リグちゃんは、クーララカに胸ぐらを掴まれ持ち上げられたまま、両脚をぷらぷらさせながら言った。
「リグちゃんとセンちゃんは、とってもなかよしなのです! センちゃんがそろそろ『還る』頃だとききましたので、さいごに遊ぼうとおもって、センちゃんのところにいったのです!」
「そこで、センティラス様から私のことを聞いたのだな? そして、すでに還られてしまったセンティラス様のかわりに私を罰しようと、こうして探していたのだな?」
「ちがうのです! でも、探してたのはそうなのです! でもでも、罰するためではないのです! センちゃんは、最後までずっとクーちゃんのことを心配していたのです!」
「そんなわけがあるか。私は勇者に斬りかかったことでセンティラス様の名を地に落とし、あまつさえセンティラス様まで斬ってしまったのだぞ」
「そんなわけあるです! だってセンちゃんは、クーちゃんに『ありがとう』って言ってたです!」
その一言に、クーララカの髪が逆立った。
「なぜだ……!? なぜなのだ!? なぜセンティラス様は斬られてもなお、私に『ありがとう』などと言ったのだ!?」
「リグちゃんとセンちゃんは、ずっと約束してたことがあったのです!」
「な……何をだ?」
「ふたりでがんばって、『好きなものを好きだ』って、胸を張って言える世の中にするです、って約束してたです!」
「……何だと?」
「身分とか生まれとか関係なく、誰もが勇者になれて、誰もが聖女になれて、なんにでもなれるのです! したいことができるのです! 『好きなものは好き』『ダメなものはダメ』って、誰もが自由に言えるのです! そんな世の中にするです、って、リグちゃんはセンちゃんと約束してたです!」
クーララカの手で揺れながら、リグちゃんは続ける。
「もちろんすぐには無理ですから、せめて自分の子供たちにでも、好きなことをさせてあげるです、って! そしたらその子たちがいつかきっと、少しずつでも世の中を変えてくれるはずです、って、そう思ったです!」
「貴様っ……! 話をそらすなっ! その約束と、センティラス様が斬られて礼をおっしゃったことに、何の関係があるっ!?」
するとリグちゃんから笑顔が消え、豆鉄砲を食らった小鳩のような顔になった。
「ですっ!? これだけ言っても、まだわからないですか!? クーちゃんって、センちゃんが言ってたとおりの子なのです!」
「なんだと!? それは、どういう意味だっ!?」
「そんなことよりです! クーちゃん、センちゃんがどうして斬られてお礼を言ったのか、知りたいですか?」
「ああ! だからさっきからそう言ってるだろう!」
「じゃあ、リグちゃんと一緒に来るです!」
「なに……?」
「クーちゃん、行くところがないです? なら、リグちゃんのお家に来るです! そしたらどうしてセンちゃんがお礼を言ったのか、わかるはずです!」
「貴様は理由を知っているのだろう!? ならもったいつけず、今すぐ教えろ!」
「ダメなのです! だって還っていくセンちゃんと約束したです! クーちゃんが自分で気付くまでは、教えないでね、って言われているです!」
「センティラス様が、そのようなことを……!?」
「はいです! だからセンちゃん、リグちゃんのお家に来て、一緒に暮らすです!」
ぴょんと子ウサギのように跳ね、クーララカの手から離れるリグちゃん。
サンドイッチをクーララカに手渡したあと、再びリュックに手を突っ込んだ。
井戸の底のように暗いリュックの中から、にゅーっと長い剣が出てくる。
大きさからいって、とても中に入るものではないのだが、魔法により空間拡張を施したリュックなのだろう。
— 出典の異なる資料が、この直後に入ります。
Issue #2767, opened 2022-11-07
Update raptor master task example


eirrgang:
In a conversation with @andre-merzky , we concluded that calling `stop` after `join` doesn't make sense.

https://github.com/radical-cybertools/radical.pilot/blob/27ba881e5258cbcd13fd7d2b2fa96ce41e434e20/examples/misc/raptor_master.py#L314

However, calling `stop` before `join` will signal the master to stop as soon as possible (correct?), and it will not wait for tasks to be submitted from the client side.

It seems like the master task `main` function should probably not call `Master.stop()`, but `Master` could call `self.stop()` with some additional logic to determine when it is appropriate.

mturilli:
@eirrgang can we close this?

eirrgang:
> @eirrgang can we close this?

I believe this will be resolved by merging #2892. I will review #2892 to confirm.

PR #2892, opened 2023-04-07
Feature/raptor api 2

### LINKED ISSUE #2731: Formalize the schema for raptor.Master.submit_workers() *descr* parameter.
The expected fields have been evolving for the dictionary passed as the *descr* argument to `rp.raptor.Master.submit_workers()`. Before the expected and allowed fields in the dictionary evolve further, it would be helpful to define a data structure or type hinting for this aggregate.

I think the RCT TypedDict would suffice, and the subclass docstring would be a good home for the notes currently in the `submit_workers()` docstring.

Also note that *environment* and *pre_exec* are currently optional fields, but are not mentioned in the `submit_workers()` docstring.

andre-merzky:
This is a somewhat major overhaul of Raptor and addresses several issues:

  - ensure that `request_cb` and `result_cb` are consistently called for all raptor tasks
  - ensure that `TASK_EXECUTABLE` tasks are correctly routed through raptor
  - add raptor masters and workers as first class API citizens
  - fix the master lifetime management
  - ensure worker termination on master's demise
  - allow raptor to run in the agent's venv if so requested
  - add RPC capabilities to raptor masters (only `stop` command supported right now)
  - consistent use of raptor specific attributes in the task descriptions
  - ensure completeness of task attributes for raptor tasks

One notable semantic change is that the `result_cb` is called *before* `AGENT_STAGING_OUTPUT` - raptor is an executor, and just like the `request_cb` is called before `AGENT_EXECUTING_PENDING`, the `result_cb` is similar bound to the `AGENT_EXECUTING` scope.

TODO: 
  - register RPC handlers
  - worker state callback in the master
  - ensure `master.wait_workers(n)` works as expected 
    - semantics: `AGENT_EXECUTING` state + comm channels are up and registered
  - ensure `executable tasks show up in the `result_cb`
  - workers die on Master termination (state notification)
  
This fixes #2731


andre-merzky:
NOTE: this PR contains #2885 and thus should be merged after that PR.

src/radical/pilot/raptor/master.py
```diff
@@ -271,67 +332,76 @@ def _state_cb(self, topic, msg):
...
-        td = TaskDescription(descr)
-        td.mode       = RAPTOR_WORKER
-        td.executable = 'radical-pilot-raptor-worker'
+            # sharing GPUs among multiple ranks not yet supported
+            if td.gpus_per_rank and not td.gpus_per_rank.is_integer():
+                raise RuntimeError('GPU sharing for workers is not supported')
 
-        # ensure that defaults and backward compatibility kick in
-        td.verify()
+            td.mode      = RAPTOR_WORKER
```
eirrgang, line 382: The mode is assigned by the `submit_workers` call rather than by the user?

src/radical/pilot/raptor/master.py
```diff
@@ -271,67 +332,76 @@ def _state_cb(self, topic, msg):
...
 
-        Note that only one rank (presumably rank 0) should register with the
-        master - the worker ranks are expected to syncronize their ranks as
+        The task `descriptions` specifically support the following keys:
+
+          - raptor_class: str, type name of worker class to execute
+          - raptor_file : str, optional if an RP worker class is used
+
+        Note that only one worker rank (presumably rank 0) should register with
+        the master - the workers are expected to syncronize their ranks as
```
eirrgang, line 366:
```suggestion
        the master - the workers are expected to synchronize their ranks as
```

examples/misc/raptor_master.py
```diff
@@ -276,20 +280,36 @@ def result_cb(self, tasks):
...
+    time.sleep(60)
+
+    out('stop')
+    # TODO: can be run from thread?
     master.stop()
+    out('join')
+
+    # TODO: worker state callback
+    master.join()
+    out('done')
```
eirrgang, line 310: Assuming the updated examples have been tested to complete successfully (such as confirming this log message), then this change resolves #2767

src/radical/pilot/raptor/master.py
```diff
@@ -1,12 +1,10 @@
 
 import os
-import sys
-import copy
 import time
 
 
 from collections import defaultdict
-from typing      import Dict, Union
+from typing      import List
```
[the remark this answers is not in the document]
andre-merzky: Hmm, that does not seem to raise a deprecation warning just yet:
```sh
$ python3.10 -c 'from typing import List; print(List)'
typing.List
```
But thanks for the heads up, we'll keep it in mind!

src/radical/pilot/raptor/master.py
andre-merzky: At this point in the code we consider it safe to assume that the description targets a worker, so we set it to make sure the downstream code knows what to do.  Consider it a service to the end user :-)

andre-merzky (commented):
Thanks for the feedback

eirrgang:
> At this point in the code we consider it safe to assume that the description targets a worker, so we set it to make sure the downstream code knows what to do. Consider it a service to the end user :-)

Okay... but that means it is not an error to set *mode=rp.TASK_EXECUTABLE*, and for a Task to have its values silently altered? I don't foresee any real problems, but it seems like a missed opportunity to catch logic errors.

andre-merzky:
> > At this point in the code we consider it safe to assume that the description targets a worker, so we set it to make sure the downstream code knows what to do. Consider it a service to the end user :-)
> 
> Okay... but that means it is not an error to set _mode=rp.TASK_EXECUTABLE_, and for a Task to have its values silently altered? I don't foresee any real problems, but it seems like a missed opportunity to catch logic errors.

Yeah, we can issue a warning in those cases.

src/radical/pilot/task_manager.py
```diff
@@ -830,52 +834,157 @@ def submit_units(self, descriptions):
...
+            td.arguments = [raptor_file, raptor_class, raptor_id]
+
+            td.environment['PYTHONUNBUFFERED'] = '1'
+
+        return self.submit_tasks(descriptions)
+
+
+    # --------------------------------------------------------------------------
+    #
+    def submit_tasks(self, descriptions=None, tasks=None):
```
mtitov, line 924: have a general proposal here - to have just tasks (`submit_tasks(self, tasks=None)`), and later while going through them (since we still go through all of them) check if certain item is `TD` or `Task`. With the quick look on where `submit_tasks` is called (and in docstrings), need to ensure (or clear up) whether task descriptions are provided or tasks themselves.

src/radical/pilot/agent/executing/base.py
```diff
@@ -175,5 +188,55 @@ def handle_timeout(self, task):
...
+                if task['description'].get('raptor_id'):
+                    if task not in buckets['raptor']:
+                        buckets['raptor'].append(task)
+
+        if buckets['client']:
+            self.advance(buckets['client'], state=state,
+                                            publish=publish, push=push, ts=ts)
+
+        if buckets['raptor']:
+            self.advance(buckets['client'], state=state,
```
mtitov, line 228: `self.advance(buckets['raptor'],...`?

src/radical/pilot/agent/executing/base.py
```diff
@@ -175,5 +188,55 @@ def handle_timeout(self, task):
...
+                                            publish=publish, push=False, ts=ts)
+            self.publish(rpc.STATE_PUBSUB, {'cmd': 'raptor_state_update',
+                                            'arg': buckets['raptor']})
+
+        if buckets['agent']:
+            self.advance(buckets['client'], state=state,
```
mtitov, line 234: `self.advance(buckets['agent'],...`?

src/radical/pilot/agent/executing/base.py
```diff
@@ -175,5 +188,55 @@ def handle_timeout(self, task):
...
+                                            publish=publish, push=False, ts=ts)
+            self.publish(rpc.STATE_PUBSUB, {'cmd': 'agent_state_update',
```
mtitov, line 236: should we use this command in `_service_state_cb` instead of `update`?

p.s. do we need such extra command? `update` is already in, whenever `cb` check for tasks it can find `origin` on its own. Kinda duplication (?)

src/radical/pilot/pilot_manager.py
```diff
@@ -608,10 +607,6 @@ def submit_pilots(self, descriptions):
             with self._pilots_lock:
                 self._pilots[pilot.uid] = pilot
 
-            if self._session._rec:
-                ru.write_json(pd.as_dict(), "%s/%s.batch.%03d.json"
-                        % (self._session._rec, pilot.uid, self._rec_id))
```
mtitov, line 613: there is a leftover of `self._rec_id` in `__init__` (in both PilotManager and TaskManager)

mtitov (commented):
no crucial points, but some are important to review

src/radical/pilot/raptor/master.py
andre-merzky: I changed this now to a check.

src/radical/pilot/raptor/master.py
andre-merzky: Thanks!

src/radical/pilot/agent/executing/popen.py
```diff
@@ -244,6 +226,8 @@ def _handle_task(self, task):
 
         ru.rec_makedir(sbox)
 
+        ru.write_json('%s/%s.json' % (sbox, tid), td)
```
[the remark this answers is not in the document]
andre-merzky: Yeah - at some intermediate point I needed the worker to have it's own description.  That's not necessary anymore, so I removed that again.  Thanks for catching.
For debugging: the descriptions are in the session json files - not as convenient, but good enough for now I think.

src/radical/pilot/agent/agent_0.py
```diff
@@ -214,6 +216,12 @@ def initialize(self):
         self.register_output(rps.AGENT_STAGING_INPUT_PENDING,
                              rpc.AGENT_STAGING_INPUT_QUEUE)
 
+        # before we run any tasks, prepare a named_env `rp` for tasks which use
+        # the pilot's own environment, such as raptors
+        env_spec = {'type': os.environ['RP_VENV_TYPE'],
+                    'path': os.environ['RP_VENV_PATH']}
+        self._prepare_env('rp', env_spec)
```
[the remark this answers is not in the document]
andre-merzky: Yes, happens to be the same, but the purpose is somewhat different and thus i would keep the redundancy in favor of clarity.  On naming - `agent` I would avoid as the don't use the term in the API.  `pilot` would work.  For the end user though the fact that it is the pilot env is not interesting - the point is that RP provides *some* default named env which can run raptor.

src/radical/pilot/task_manager.py
andre-merzky: I agree with that but differently: I reverted the change.  The move to the changed task submission should be a separate PR.

src/radical/pilot/agent/executing/base.py
andre-merzky: Oops - thank you!

src/radical/pilot/agent/executing/base.py
andre-merzky: :+1:

src/radical/pilot/pilot_manager.py
andre-merzky: Thanks - removed.

src/radical/pilot/agent/executing/base.py
andre-merzky: Good catch - that was an intermediate state of the code where that was used, is indeed not needed anymore.  I removed it.

andre-merzky:
@mtitov : this is ready for another round of reviews.  Thanks!

mtitov (approved):
LGTM!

「はいです、クーちゃん! これ、センちゃんからもらった大切なものです? だったらもう二度と、手放したりしちゃダメなのです!」
再び太陽のような笑顔に戻った幼女が差し出していたのは……。
今となってはセンティラスとの唯一の思い出の品となってしまった、チャルカンブレードであった。